My overall impression is that there is opportunity if we make our own path, learning from (but not following) others. Here are my current thoughts on this path:

Learn from the Enterprise Architecture pioneers in F/HE

Analytics and EA are intrinsically related and the organisational soft issues in adopting EA in F/HE have many similarities to those for adopting analytics. One resonant message from the EA early adopters, which can be adapted for analytics, was “use just enough EA”.

Don’t get hung up on Big Data

While Big Data is a relevant technology trend, the possession of big data is not a pre-requisite for making effective use of analytics. The fact that we do not have Big Data is a freedom not a limitation.

Don’t focus on IT infrastructure (or tools)

Avoid the temptation (and sales pitches) to focus on IT infrastructure as a means to get going with analytics. While good tools are necessary, they are not the right place to start.

Develop a culture of being evidence-based

The success of analytics depends on people being prepared to critically engage with evidence based on data (including its potential weaknesses or bias and to avoid being over-trusting of numbers) and to take action on the analysis rather then being slaves to anecdote and the HiPPO. This should ideally start from the senior management. “In God we trust, all others bring data” (probably mis-attributed to W. Edwards Deming).

Experiment with being more analytical at craft-scale

Rather than thinking in terms of infrastructure or major initiatives, get some practical value with the infrastructure you have. Invest in someone with “data scientist” skills as master crafts-person and give them access to all data but don’t neglect the value of developing apprentices and of developing wider appreciation of the capabilities and limitations of analytics.

Avoid replicating the “analytics = reporting” pitfall

While the corporate sector fights its way out of that hole, let us avoid following them into it.

Ask questions that people can relate to and that have efficiency or effectiveness implications

Challenge custom and practice or anecdote on matters such as: “do we assess too much?”, “are our assessment instruments effective and efficient?”, “could we reduce heating costs with different use of estate?”, “could research groups like mine gain greater REF impact through publishing in OA journals?”, “how important is word of mouth or twitter reputation in recruiting hard-working students?”, “can we use analytics to better model our costs?”

Look for opportunities to exploit near-real-time data

Are decisions being made on old data, or no changes being made because the data is essentially obsolete?
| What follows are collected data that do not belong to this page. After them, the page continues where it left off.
Issue #450, opened 2018-07-09
container_push fails with custom base image


marczych:
I had a working `container_push` target for a `py_image` but realized that I needed a custom base image because the code was shelling out to `git`. I got that all built, wired up, and working when running the image directly. However, my script to publish the image started failing with this error:

```
INFO: Running command line: bazel-bin/<redacted>
E0709 10:59:25.470009   19660 docker_session_.py:310] Error during upload of: <redacted>
F0709 10:59:25.470669   19660 fast_pusher_.py:171] Error publishing <redacted>: response: {'status': '400', 'content-length': '204', 'x-content-type-options': 'nosniff', 'server': 'nginx/1.9.15', 'connection': 'keep-alive', 'docker-distribution-api-version': 'registry/2.0', 'date': 'Mon, 09 Jul 2018 17:59:36 GMT', 'content-type': 'application/json; charset=utf-8'}
provided digest did not match uploaded content: {u'Reason': {}, u'Digest': u'sha256:717b092b8c86356cf976d9c83fa6f0ea67f2bf3148a5bbb7e02026a5d3245e68'}
ERROR: Non-zero return code '1' from command: Process exited with status 1
```

As far as I can tell, the only thing that changed from the perspective of the `container_push` target was the `base` argument to the `py_image` that it depends on.

I started poking around the push command and the runfiles to find that the computed digests indeed don't match:

```
[marc.zych@marc-desktop] - [~/.cache/bazel/_bazel_marc.zych/<redacted>/image] - [Mon Jul 09, 11:31:34]
[I]> sha256sum *.tar.gz
dfe544c43f03c0dbc7cc1dd0e0f0ff878010e5ca99dae949c246a8a5088c3b3d  000.tar.gz
296f72621ec779f9bec360cf247ef3baa5cdc3a374af19117b8d11cf6b5eebec  001.tar.gz
0de32c930a012885e189a14dc3fc6aed1853b23fca1d75810234f73ca2690b28  002.tar.gz
9a8c4414e2a0aa20e59beb6bd9cb92b1c56a25c52c5469b312741ee9ef11e0a9  003.tar.gz
481c50b91eb2bedac0866fced8f8588f8626d3e68d40db5a08c995edc7753472  004.tar.gz
f11797c11bb3af5d869e2a4408fa7d6fc6541c439c2d1cdba2dafde49ae4746b  005.tar.gz
[...]

Issue #298, opened 2018-01-29
Container Push with Container Load image fails.


afking:
Given my WORKSPACE, where image.tar is the `docker save` from the busybox image:

```python
container_pull(
    name = "busybox",
    registry = "index.docker.io",
    repository = "library/busybox",
    tag = "latest",
) 

container_load(
    name = "busybox_test",
    file = "//:image.tar",
)
```

And then a BUILD file:

```python
container_bundle(
    name = "bundle_test",
    images = {
        "ACCOUNT.REGION.amazonaws.com/repo:busybox": "@busybox//image",
        "ACCOUNT.REGION.amazonaws.com/repo:busybox_test": "@busybox_test//image",
    },
)

container_push(
    name = "export_test",
    bundle = ":bundle_test",
    format = "Docker",
)
```

Bazel fails with:

```sh
bazel run :export_test
INFO: Analysed target //docker:export_test (23 packages loaded).
INFO: Found 1 target...
Target //docker:export_test up-to-date:
  bazel-bin/docker/export_test
INFO: Elapsed time: 7.306s, Critical Path: 0.21s
INFO: Build completed successfully, 10 total actions

INFO: Running command line: bazel-bin/docker/export_test
ACCOUNT.REGION.amazonaws.com/repo:busybox was published with digest: sha256:f353bdf4866c5e5b5c76a97e61312cab1a788b58ce3ab7a2f31a87844a0f4093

Can the “digital exhaust” of day-to-day activity be harnessed as a proxy for a measure of real interest in near-real-time?
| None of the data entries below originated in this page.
PR #453, opened 2023-04-06
Make parametric query for pagination

tdroxler:
Moving toward https://github.com/alephium/explorer-backend/issues/426

@simerplaha I gave a try to replace the spliced query for pagination

I'm not 100% sure about it, so I need your expertise,  but I like how small the diff is (git extremist here) :)


simerplaha (approved):
Looks good. Since `SetParameter` and `action` has to be duplicated when `paginate` function is called, kinda would've preferred that pagination didn't get special treatment. But it looks good. It resolves the issue and very convenient :thumbsup:.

Secure access to sector data

Sector organisations have a role to play in making sure that F/HEIs have access to the kind of external data needed to make the most of analytics. This might be open data or provisioned as a sector shared service. The data might be geospatial, socio-economic or sector-specific. JISC, HESA, TheIA, LSIS and others have roles to play.
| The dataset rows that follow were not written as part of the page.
PR #454, opened 2023-04-14
Add parallelism to stream

tdroxler:
I initially thought that [mapAsync](https://doc.akka.io/api/akka/2.7/akka/stream/scaladsl/Source.html#mapAsync[T](parallelism:Int)(f:Out=%3Escala.concurrent.Future[T]):FlowOps.this.Repr[T]) was not preserving order, while it actually does. There is a specific [mapAsyncUnordered](https://doc.akka.io/api/akka/2.7/akka/stream/scaladsl/Source.html#mapAsyncUnordered[T](parallelism:Int)(f:Out=%3Escala.concurrent.Future[T]):FlowOps.this.Repr[T]) if you don't want to preserve.

This improved a lot the performance, 8 seems a good value while doing my test, going above didn't improved.
I added a config value so we can easily play with it if we want.

### DIFF
--- a/scalastyle-config.xml
+++ b/scalastyle-config.xml
@@ -38,7 +38,7 @@
     </check>
     <check level="error" class="org.scalastyle.scalariform.ParameterNumberChecker" enabled="true">
         <parameters>
-            <parameter name="maxParameters"><![CDATA[8]]></parameter>
+            <parameter name="maxParameters"><![CDATA[9]]></parameter>
         </parameters>
     </check>
     <check level="error" class="org.scalastyle.scalariform.MagicNumberChecker" enabled="true">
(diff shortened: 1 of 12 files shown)


scalastyle-config.xml
```diff
@@ -38,7 +38,7 @@
     </check>
     <check level="error" class="org.scalastyle.scalariform.ParameterNumberChecker" enabled="true">
         <parameters>
-            <parameter name="maxParameters"><![CDATA[8]]></parameter>
+            <parameter name="maxParameters"><![CDATA[9]]></parameter>
```
tdroxler, line 41: https://github.com/alephium/explorer-backend/issues/455

tdroxler:
I added a small commit to update our java version in dockerfile, as [defined in the node](https://github.com/alephium/alephium/blob/86c2375e902815fe2739ddc441b416eaf140c69b/docker/release/Dockerfile.release#L1)

simerplaha (approved):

Be open-minded about “analytics”

The emerging opportunities for analytics lie at the intersection of practices and technologies. Different communities are converging and we need to be thinking about creative borrowing and blurring of boundaries between web analytics, BI, learning analytics, bibliometrics, data mining, … etc. Take a wide view.

Collaborate with others to learn by doing

We don’t yet know the pathway for F/HE and there is much to be gained from sharing experiences in dealing with both the “soft” organisational issues and the challenge of selecting and using the right technical tools. While we may be competing for students or research funds, we will all fail to make the most from analytics and to effectively navigate the rapids of environmental factors if we fail to collaborate; competitive advantage is to be had from how analytics is applied  but that can only occur if capability exists.